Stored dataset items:
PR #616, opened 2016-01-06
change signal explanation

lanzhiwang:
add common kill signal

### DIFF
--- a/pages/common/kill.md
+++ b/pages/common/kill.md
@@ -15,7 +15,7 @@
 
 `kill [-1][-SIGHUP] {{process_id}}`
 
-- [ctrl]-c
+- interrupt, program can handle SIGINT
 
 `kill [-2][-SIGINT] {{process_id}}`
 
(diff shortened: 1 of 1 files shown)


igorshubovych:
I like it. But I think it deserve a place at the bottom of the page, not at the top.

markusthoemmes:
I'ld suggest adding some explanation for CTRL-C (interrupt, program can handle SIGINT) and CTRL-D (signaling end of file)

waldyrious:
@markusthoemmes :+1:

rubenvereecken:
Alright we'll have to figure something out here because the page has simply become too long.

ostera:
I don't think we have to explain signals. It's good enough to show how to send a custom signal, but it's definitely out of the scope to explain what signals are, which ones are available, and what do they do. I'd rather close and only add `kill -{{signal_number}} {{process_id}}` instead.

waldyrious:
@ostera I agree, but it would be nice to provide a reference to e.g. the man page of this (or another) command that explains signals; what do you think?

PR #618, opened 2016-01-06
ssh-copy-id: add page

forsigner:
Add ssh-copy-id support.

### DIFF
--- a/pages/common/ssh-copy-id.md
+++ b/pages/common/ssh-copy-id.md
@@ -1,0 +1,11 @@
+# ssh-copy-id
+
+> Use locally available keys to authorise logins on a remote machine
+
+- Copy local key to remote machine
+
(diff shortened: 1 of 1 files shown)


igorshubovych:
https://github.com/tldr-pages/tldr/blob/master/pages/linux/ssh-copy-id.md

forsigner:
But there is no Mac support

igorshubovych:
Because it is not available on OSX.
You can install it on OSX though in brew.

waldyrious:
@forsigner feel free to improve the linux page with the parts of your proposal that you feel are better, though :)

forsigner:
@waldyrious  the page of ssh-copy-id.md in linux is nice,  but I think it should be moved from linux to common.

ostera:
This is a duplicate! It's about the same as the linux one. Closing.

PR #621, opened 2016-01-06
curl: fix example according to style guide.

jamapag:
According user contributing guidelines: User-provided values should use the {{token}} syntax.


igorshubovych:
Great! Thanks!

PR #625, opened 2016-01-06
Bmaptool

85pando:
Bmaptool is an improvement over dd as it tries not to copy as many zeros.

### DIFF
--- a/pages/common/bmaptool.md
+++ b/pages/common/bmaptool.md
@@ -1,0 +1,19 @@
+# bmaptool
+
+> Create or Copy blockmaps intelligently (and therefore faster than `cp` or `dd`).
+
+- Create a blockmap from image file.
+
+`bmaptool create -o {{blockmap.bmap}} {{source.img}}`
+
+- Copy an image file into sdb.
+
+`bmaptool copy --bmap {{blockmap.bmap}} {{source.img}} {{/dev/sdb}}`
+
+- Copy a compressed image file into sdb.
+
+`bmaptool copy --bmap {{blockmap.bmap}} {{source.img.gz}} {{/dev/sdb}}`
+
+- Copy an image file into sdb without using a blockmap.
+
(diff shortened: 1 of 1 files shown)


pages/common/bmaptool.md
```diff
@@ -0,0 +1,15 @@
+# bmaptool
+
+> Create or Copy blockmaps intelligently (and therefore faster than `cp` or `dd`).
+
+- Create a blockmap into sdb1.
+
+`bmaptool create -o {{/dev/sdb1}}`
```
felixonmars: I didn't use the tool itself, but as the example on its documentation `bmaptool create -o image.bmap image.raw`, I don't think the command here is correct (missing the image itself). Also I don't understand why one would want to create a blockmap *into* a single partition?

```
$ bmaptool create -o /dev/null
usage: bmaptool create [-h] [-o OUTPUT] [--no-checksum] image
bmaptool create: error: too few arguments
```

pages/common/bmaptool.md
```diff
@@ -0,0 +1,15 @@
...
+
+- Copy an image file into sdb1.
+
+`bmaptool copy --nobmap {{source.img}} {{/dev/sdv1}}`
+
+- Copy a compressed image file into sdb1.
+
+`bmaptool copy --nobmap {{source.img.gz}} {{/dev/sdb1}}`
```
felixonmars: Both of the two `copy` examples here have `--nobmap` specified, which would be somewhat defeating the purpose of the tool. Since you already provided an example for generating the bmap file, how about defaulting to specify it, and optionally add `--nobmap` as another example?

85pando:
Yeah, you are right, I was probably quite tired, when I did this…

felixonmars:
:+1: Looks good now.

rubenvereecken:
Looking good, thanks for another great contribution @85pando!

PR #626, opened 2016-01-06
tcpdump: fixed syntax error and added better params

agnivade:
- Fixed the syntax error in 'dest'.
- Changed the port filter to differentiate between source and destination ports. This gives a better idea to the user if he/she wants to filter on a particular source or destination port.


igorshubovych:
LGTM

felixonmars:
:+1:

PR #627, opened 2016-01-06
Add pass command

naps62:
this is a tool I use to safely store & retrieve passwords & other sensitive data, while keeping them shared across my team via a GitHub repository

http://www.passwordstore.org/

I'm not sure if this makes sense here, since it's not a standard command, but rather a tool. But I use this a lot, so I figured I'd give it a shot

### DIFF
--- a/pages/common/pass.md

- **ACTION ITEM**
Each entry given above is to be duplicated exactly.

- **COMPLETED TASK**
PR #616, opened 2016-01-06
change signal explanation

lanzhiwang:
add common kill signal

### DIFF
--- a/pages/common/kill.md
+++ b/pages/common/kill.md
@@ -15,7 +15,7 @@
 
 `kill [-1][-SIGHUP] {{process_id}}`
 
-- [ctrl]-c
+- interrupt, program can handle SIGINT
 
 `kill [-2][-SIGINT] {{process_id}}`
 
(diff shortened: 1 of 1 files shown)


igorshubovych:
I like it. But I think it deserve a place at the bottom of the page, not at the top.

markusthoemmes:
I'ld suggest adding some explanation for CTRL-C (interrupt, program can handle SIGINT) and CTRL-D (signaling end of file)

waldyrious:
@markusthoemmes :+1:

rubenvereecken:
Alright we'll have to figure something out here because the page has simply become too long.

ostera:
I don't think we have to explain signals. It's good enough to show how to send a custom signal, but it's definitely out of the scope to explain what signals are, which ones are available, and what do they do. I'd rather close and only add `kill -{{signal_number}} {{process_id}}` instead.

waldyrious:
@ostera I agree, but it would be nice to provide a reference to e.g. the man page of this (or another) command that explains signals; what do you think?

PR #618, opened 2016-01-06
ssh-copy-id: add page

forsigner:
Add ssh-copy-id support.

### DIFF
--- a/pages/common/ssh-copy-id.md
+++ b/pages/common/ssh-copy-id.md
@@ -1,0 +1,11 @@
+# ssh-copy-id
+
+> Use locally available keys to authorise logins on a remote machine
+
+- Copy local key to remote machine
+
(diff shortened: 1 of 1 files shown)


igorshubovych:
https://github.com/tldr-pages/tldr/blob/master/pages/linux/ssh-copy-id.md

forsigner:
But there is no Mac support

igorshubovych:
Because it is not available on OSX.
You can install it on OSX though in brew.

waldyrious:
@forsigner feel free to improve the linux page with the parts of your proposal that you feel are better, though :)

forsigner:
@waldyrious  the page of ssh-copy-id.md in linux is nice,  but I think it should be moved from linux to common.

ostera:
This is a duplicate! It's about the same as the linux one. Closing.

PR #621, opened 2016-01-06
curl: fix example according to style guide.

jamapag:
According user contributing guidelines: User-provided values should use the {{token}} syntax.


igorshubovych:
Great! Thanks!

PR #625, opened 2016-01-06
Bmaptool

85pando:
Bmaptool is an improvement over dd as it tries not to copy as many zeros.

### DIFF
--- a/pages/common/bmaptool.md
+++ b/pages/common/bmaptool.md
@@ -1,0 +1,19 @@
+# bmaptool
+
+> Create or Copy blockmaps intelligently (and therefore faster than `cp` or `dd`).
+
+- Create a blockmap from image file.
+
+`bmaptool create -o {{blockmap.bmap}} {{source.img}}`
+
+- Copy an image file into sdb.
+
+`bmaptool copy --bmap {{blockmap.bmap}} {{source.img}} {{/dev/sdb}}`
+
+- Copy a compressed image file into sdb.
+
+`bmaptool copy --bmap {{blockmap.bmap}} {{source.img.gz}} {{/dev/sdb}}`
+
+- Copy an image file into sdb without using a blockmap.
+
(diff shortened: 1 of 1 files shown)


pages/common/bmaptool.md
```diff
@@ -0,0 +1,15 @@
+# bmaptool
+
+> Create or Copy blockmaps intelligently (and therefore faster than `cp` or `dd`).
+
+- Create a blockmap into sdb1.
+
+`bmaptool create -o {{/dev/sdb1}}`
```
felixonmars: I didn't use the tool itself, but as the example on its documentation `bmaptool create -o image.bmap image.raw`, I don't think the command here is correct (missing the image itself). Also I don't understand why one would want to create a blockmap *into* a single partition?

```
$ bmaptool create -o /dev/null
usage: bmaptool create [-h] [-o OUTPUT] [--no-checksum] image
bmaptool create: error: too few arguments
```

pages/common/bmaptool.md
```diff
@@ -0,0 +1,15 @@
...
+
+- Copy an image file into sdb1.
+
+`bmaptool copy --nobmap {{source.img}} {{/dev/sdv1}}`
+
+- Copy a compressed image file into sdb1.
+
+`bmaptool copy --nobmap {{source.img.gz}} {{/dev/sdb1}}`
```
felixonmars: Both of the two `copy` examples here have `--nobmap` specified, which would be somewhat defeating the purpose of the tool. Since you already provided an example for generating the bmap file, how about defaulting to specify it, and optionally add `--nobmap` as another example?

85pando:
Yeah, you are right, I was probably quite tired, when I did this…

felixonmars:
:+1: Looks good now.

rubenvereecken:
Looking good, thanks for another great contribution @85pando!

PR #626, opened 2016-01-06
tcpdump: fixed syntax error and added better params

agnivade:
- Fixed the syntax error in 'dest'.
- Changed the port filter to differentiate between source and destination ports. This gives a better idea to the user if he/she wants to filter on a particular source or destination port.


igorshubovych:
LGTM

felixonmars:
:+1:

PR #627, opened 2016-01-06
Add pass command

naps62:
this is a tool I use to safely store & retrieve passwords & other sensitive data, while keeping them shared across my team via a GitHub repository

http://www.passwordstore.org/

I'm not sure if this makes sense here, since it's not a standard command, but rather a tool. But I use this a lot, so I figured I'd give it a shot

### DIFF
--- a/pages/common/pass.md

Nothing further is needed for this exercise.